Forty some years later, Lyndon B. Johnson passed the Voting rights act which made Jim Crow laws illegal. Unfortunately, some of the Southern state courts have rejected parts of this act. Voter suppression is a real problem among black and minority voters in the south. The most common form is now through voter id. Recently, I believe in Alabama, they closed all but 4 DMV offices so that voters could not easily get IDs. This type of voter suppression and the change in population by ethnic origin creates an ever changing statistical analysis of the American people. For example, the increase of Hispanics via immigration has created a large Latino bloc of voters. This changes the dynamic of who becomes president.

In my title, I refer to the general election as the political Superbowl. The general election certainly holds the most gravity in the American political sphere. Not only does the leader of the Free World get elected, so does most of congress. I have often stressed that voting is so important as a civic duty. Part of the reason is that congress seats are just as important as the presidency if not more so! The general election may be the Superbowl because of the presidential candidates, but the playoffs would be the congressional elections. These state wide elections hold greater consequences for the American people than the president.

Let me explain why the Presidential election is overrated and why you should be concerned who your state’s senator or house of representatives are. Its actually an simple explanation because if you know how our government operates then you can see it. As you probably know, the legislative branch writes and passes the laws. The executive branch executes them and makes sure they are being imposed in every state. The Supreme Court makes sure the laws are followed correctly and thanks to Alex Hamilton and John Marshall are constitution visa via Judicial Review. The legislative branch or Congress makes everything that government does, happen. They approve the budgets, increase and decrease taxes, declare wars, confirm appointments and etc etc. The President’s job has expanded but it remains simply to sign laws, veto laws, push for new laws, and be the Commander and Chief.

So if you are worried that Hillary or Trump might be the worst President ever just remember that their presidential fortunes are tied to the ambitions of Congress. Now if you follow politics closely there has been some outrage about executive orders. I can’t say that I blame Obama because house republicans tend to block everything. However, executive orders are not like martial law or above the constitution. Executive orders can be challenged by the Supreme Court. You can rest easy knowing that no President has unlimited power. Checks and balances are a wonderful thing. Each branch of government can be checked by another. Now I realize that Trump and Clinton don’t strike many people as favorable candidates.

You can also bet that Congress will be the opposite party of the elected Presidential candidate. Its almost inevitable that if Hillary Clinton is elected that she will deal with an Republican controlled senate and house of representatives. The same is true for Trump, he will deal with a Democratic senate and house of representatives. In rare cases of overwhelming sentiment there has been a same party President and Congress. More importantly, my point is that Congress controls what laws are made and passed. So unless your like me and your voting for Gary Johnson, then remember to focus on those congresspeople.

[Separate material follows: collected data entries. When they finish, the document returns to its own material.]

PR #1493, opened 2020-11-24
Manual instrumentation bug fixes

pierricgimmig:
- Include parameters when searching for orbit_api functions to hook
  into to  make sure we are hooking the stubs and not the compiled
  implementation of those functions (b/172988899)
- Remove force inlining of non-stub functions as it is not required
  anymore. (Also fixes warning with GCC)
- Include Orbit.h in OrbitTest.cpp, not Tracing.h. (OrbitTest needs to use the api directly)

Tests: 
- Profiling OrbitTest produces expected manual instrumentation scopes
- Profiling OrbitService doesn't generate garbled manual instrumentation scopes

### DIFF
--- a/OrbitClientData/FunctionUtils.cpp
+++ b/OrbitClientData/FunctionUtils.cpp
@@ -55,11 +55,11 @@ std::unique_ptr<FunctionInfo> CreateFunctionInfo(const SymbolInfo& symbol_info,
 
 const absl::flat_hash_map<const char*, FunctionInfo::OrbitType>& GetFunctionNameToOrbitTypeMap() {
   static absl::flat_hash_map<const char*, FunctionInfo::OrbitType> function_name_to_type_map{
-      {"Start" STUB_PARAMS, FunctionInfo::kOrbitTimerStart},
-      {"Stop" STUB_PARAMS, FunctionInfo::kOrbitTimerStop},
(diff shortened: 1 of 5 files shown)


pierricgimmig:
@ronaldfw , @antonrohr, I'm wondering if you got a notification for the review.  The PR used to be a draft but was converted a few days ago.

OrbitClientData/FunctionUtils.cpp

Despite who you vote for, just remember that Congress has the power. They are the engine that makes our government go. The President is just an enforcer and voice for foreign relations. So my point is that the general election has the hype of a Superbowl because of the Presidential election but the Congressional elections are the playoffs that really count in the clutch. I want to quickly go back to foreign relations, I have not written a whole ton of foreign relations posts because usually its a general election issue. I have a quite in depth knowledge of international relations. In the future, I will definitely be looking at foreign relations and how the candidates should act as President. The wildcard will be Trump because we have not seen him in such a role. At least with Hillary her stint as Secretary of State can clue us into what her foreign relations might look like.